Educational Practices for a New Nigeria: An Exploratory Study

Authors

  • Hasan Aydin Yildiz University, Istanbul, Turkey
  • Stephen Lafer College of Education, Curriculum and Instruction Department University of Nevada, Reno, USA

DOI:

https://doi.org/10.11575/ajer.v61i2.55709

Keywords:

Leadership, Gülenian Educational Practices, Qualitative Study, Nigeria, Mots clés, leadership, pratiques éducatives, étude exploratoire

Abstract

This article reports on a qualitative study conducted at the Nigerian Turkish International Colleges (NTICs) in Abuja, Nigeria. Twenty-two participants comprised of three administrators, seven teachers, four parents, and eight students participated in the study. The data collected through observations, informal, formal and semi-structured in-depth individual interviews, focus groups, document analysis (of teachers’ syllabi, coursework materials, Nigerian nation-wide exam reports, and copies of district and state lesson design guidelines), and field notes were used for content analysis. Themes of the study were constructed to explore the schools’ role in promoting openness, mutual understanding, and habits of discourse vital to democracy in a society that is deeply divided along religious, ethnic, and geographical lines. This article explains the value of NTICs by focusing on the role of curriculum in promoting tolerance, unity, economic prosperity, and stability. This article also considers how these NTICs attempt to encourage the establishment of a civil society based upon democratic principles of governance while focusing on multicultural values. 

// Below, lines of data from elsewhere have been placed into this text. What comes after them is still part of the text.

Issue #1687, opened 2026-03-13
Add support for loading and running shared objects to test framework


davidlattimore:
Most of our tests currently produce executables, sometimes dynamically linked against shared objects. We have a few tests where we just produce a shared object and currently we always disable execution with `//#RunEnabled:false`. It'd be good to be able to write tests that produce a shared object and then have the test framework dlopen that shared object, find a particular function and call it.

dlopen can be done with the `libloading` crate, which we already have a dependency on.

Two possible design options. We could change the `RunEnabled` command, which currently accepts `true` or `false` to accept a third option `open`. If that's set, then when we run it, we do so via dlopen and dlsym. The symbol to load can just be hard-coded. e.g. `entry` or we could use `_start` the same as executables use.

Alternatively, we could leave `RunEnabled` alone and have a command that sets the name of the symbol to load. If that's set, then when we we run, we'd do so via dlopen and dlsym.

I don't have a preference for which we do - but probably don't do both.

If you'd like to work on this, please let us know so that we can assign it to you.

ostylk:
I'd like to work on it.

Should we expect the function that is called to return an integer to indicate a status code?

PR #1690, opened 2026-03-13
test: integration tests can now call dynamic libraries

ostylk:
Implements https://github.com/wild-linker/wild/issues/1687 .

Using `//#RunDynSym:foo` the output binary is treated as a shared library and loaded into the current test process.
The function `foo` needs to return an integer and it succeeds if it returns `42`.

Cross compiled libraries cannot be tested that way.

Is there one test in particular where you want to use this feature? I enabled it for `shared.c` and called `foo()`.

### DIFF
--- a/wild/tests/integration_tests.rs
+++ b/wild/tests/integration_tests.rs
@@ -94,6 +94,9 @@
 //! Arch:{arch1}[,{arch2}...] Specifies which architectures this test should be run with. Defaults
 //! to all supported architectures.
 //!
+//! SkipArch:{arch1}[,{arch2}...] The opposite of Arch. Tests for all architectures that aren't in
+//! the supplied list.
+//!
 //! RequiresGlibc:{bool} Defaults to false. Set to true to disable this test if we're running on a
 //! system without glibc.
 //!
@@ -409,6 +412,10 @@ impl Architecture {
 
     fn get_cross_sysroot_path(&self) -> String {
         format!("/usr/{self}-linux-gnu")
+    }
+
+    fn parse(name: &str) -> Result<Architecture> {
+        Self::from_str(name).map_err(|_| error!("Unknown arch '{name}'"))
     }
 }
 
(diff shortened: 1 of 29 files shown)


wild/tests/sources/shared.c
lapla-cogito: You can remove these lines.

wild/tests/integration_tests.rs
lapla-cogito: Currently, specifying `//#Mode:dynamic` implicitly sets `//#RunEnabled:false` (introduced in #1033), so I think this needs to be corrected.

ostylk: I think that has been reverted in https://github.com/wild-linker/wild/commit/b88576e77112b5a4ac2f56ca715de7dd8159b1b6 ?

davidlattimore:
Thanks for doing this!

From a quick look at the test failures, there seem to be two causes. Tests fail on Alpine. Alpine uses musl libc. Although musl libc supports dynamic linking, it's possible that this isn't happening. dlopen doesn't work with statically linked binaries. Probably the easiest option would be to skip the test if `RunDynSym` is set and `is_musl_used` returns true.

The other failures look like they're from trying to use qemu to run the binary. It'd be possible to support this, but we'd need to have the test framework compile an executable for the target arch where that executable loaded the shared object, ran it, then exited with the appropriate code. This could perhaps be done as a follow-up. For now, I'd probably suggest just skipping cross-compilation tests when `RunDynSym` is set.

ostylk:
> From a quick look at the test failures, there seem to be two causes. Tests fail on Alpine. Alpine uses musl libc. Although musl libc supports dynamic linking, it's possible that this isn't happening. dlopen doesn't work with statically linked binaries. Probably the easiest option would be to skip the test if `RunDynSym` is set and `is_musl_used` returns true.
> 
> The other failures look like they're from trying to use qemu to run the binary. It'd be possible to support this, but we'd need to have the test framework compile an executable for the target arch where that executable loaded the shared object, ran it, then exited with the appropriate code. This could perhaps be done as a follow-up. For now, I'd probably suggest just skipping cross-compilation tests when `RunDynSym` is set.

Thank you for looking into my CI failures. I skipped the test runs for now when cross compiling or ``is_musl_used`` is true.

Seems like providing such a small "call wrapper binary" would fix both of those issues as the binary could be linked dynamically even with musl. If the binary expects two arguments (shared library and function name to call) it would only need to be compiled once for each arch and could be reused for each test. But I'll postpone it for now.

davidlattimore:
> Is there one test in particular where you want to use this feature? I enabled it for `shared.c` and called `foo()`.

That's good for now. We can enable it in other tests and in particular in new tests later.

My intended to merge your change before #1743, but forgot, so this PR got a merge conflict. Since I felt bad about unnecessarily creating a merge conflict, I resolved it through the github UI.

PR #1692, opened 2026-03-15
refactor: move and splitup args.rs into args.rs and args/elf.rs in prep to suppport more targets

n1ght-hunter:
move elf specific argument code into args/elf.rs.
make argument parser and dependent code generic over T so it can be used with ElfArgs but also other args later. 
create shared Args to be used for common args between targets.
create Target args enum to hold any target args and branch at runtime

### DIFF
--- a/libwild/src/linker_plugins.rs
+++ b/libwild/src/linker_plugins.rs
@@ -347,8 +347,8 @@ impl LoadedPlugin {
 
         let output_kind = if args.should_output_executable {
             match args.relocation_model {
-                crate::args::RelocationModel::NonRelocatable => OutputFileType::Exec,
-                crate::args::RelocationModel::Relocatable => OutputFileType::Pie,
+                crate::args::elf::RelocationModel::NonRelocatable => OutputFileType::Exec,
+                crate::args::elf::RelocationModel::Relocatable => OutputFileType::Pie,
             }
         } else {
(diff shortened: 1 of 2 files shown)


n1ght-hunter:
> Thanks for reducing the scope. I think we should be able to merge this once the CI failures are fixed. Sorry for the delay running CI. I was away on the weekend. Once you've had your first PR merged, subsequent PRs shouldn't need approval before CI runs.

No worries. Hope you had a good weekend away :). 
ci should be fixed now

davidlattimore:
Have you managed to reproduce the failures locally? Doing so is likely to result in faster iteration. If you haven't got a `test-config.toml`, then copying `test-config-ci.toml` is a good place to start. There's also further details in `CONTRIBUTING.md` about setting up testing for aarch64, riscv64 etc in case you're hitting issues with those.

n1ght-hunter:
> Have you managed to reproduce the failures locally? Doing so is likely to result in faster iteration. If you haven't got a `test-config.toml`, then copying `test-config-ci.toml` is a good place to start. There's also further details in `CONTRIBUTING.md` about setting up testing for aarch64, riscv64 etc in case you're hitting issues with those.

ya some of them i have got locally. tests don't work for me as I'm on windows at the moment. i should probably setup wsl for building the tests in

Cet article présente les résultats d’une étude entreprise aux Nigerian Turkish International Colleges (NTICs) à Abuja, au Nigeria. L’étude a impliqué 22 participants, dont trois administrateurs, sept enseignants, quatre parents et huit étudiants. Les données ont été recueillies lors de séances d’observation, d’entrevues individuelles approfondies (informelles, formelles et semi-structurées), de groupes de discussion, d’analyse documentaire (plans de cours des professeurs, matériel de cours, rapports portant sur des examens à l’échelle du Nigeria, lignes directrices de la part des districts et de l’état pour la conception des cours) et par des notes prises sur le terrain. Les thèmes élaborés pour l’étude visaient l’exploration du rôle de l’école dans la promotion de l’ouverture, la compréhension mutuelle et les habitudes de discours essentielles à la démocratie dans une société qui est profondément divisée selon des clivages religieux, ethniques et géographiques. Cet article explique la valeur des NTICs en se penchant sur le rôle des programmes d’études dans la promotion de la tolérance, l’unité, la prospérité économique et la stabilité. De plus, il considère les efforts de ces NTICs pour encourager l’établissement d’une société civile reposant sur des principes démocratiques de gouvernance tout en tenant compte de valeurs multiculturelles.

Author Biographies

Hasan Aydin, Yildiz University, Istanbul, Turkey

Hasan Aydin received his PhD in Curriculum and Instruction with an emphasis in multicultural education in 2011 from the University of Nevada, Reno. Currently, he is an Associate Professor of Multicultural Education in Curriculum and Instruction Department at Yildiz Technical University, Istanbul, Turkey. His research focuses on multicultural education, diversity, democracy, and culturally responsive teaching. He is the author of several books and over hundreds of articles. Dr. Aydin is a chief-editor of Journal of Ethnic and Cultural Studies (JECS), a refereed biannually journal. He also translated James Bank’s book An Introduction to Multicultural Education and Geneva Gay’s Cultural Responsive Teaching into Turkish and published by Ani Academic Publishing.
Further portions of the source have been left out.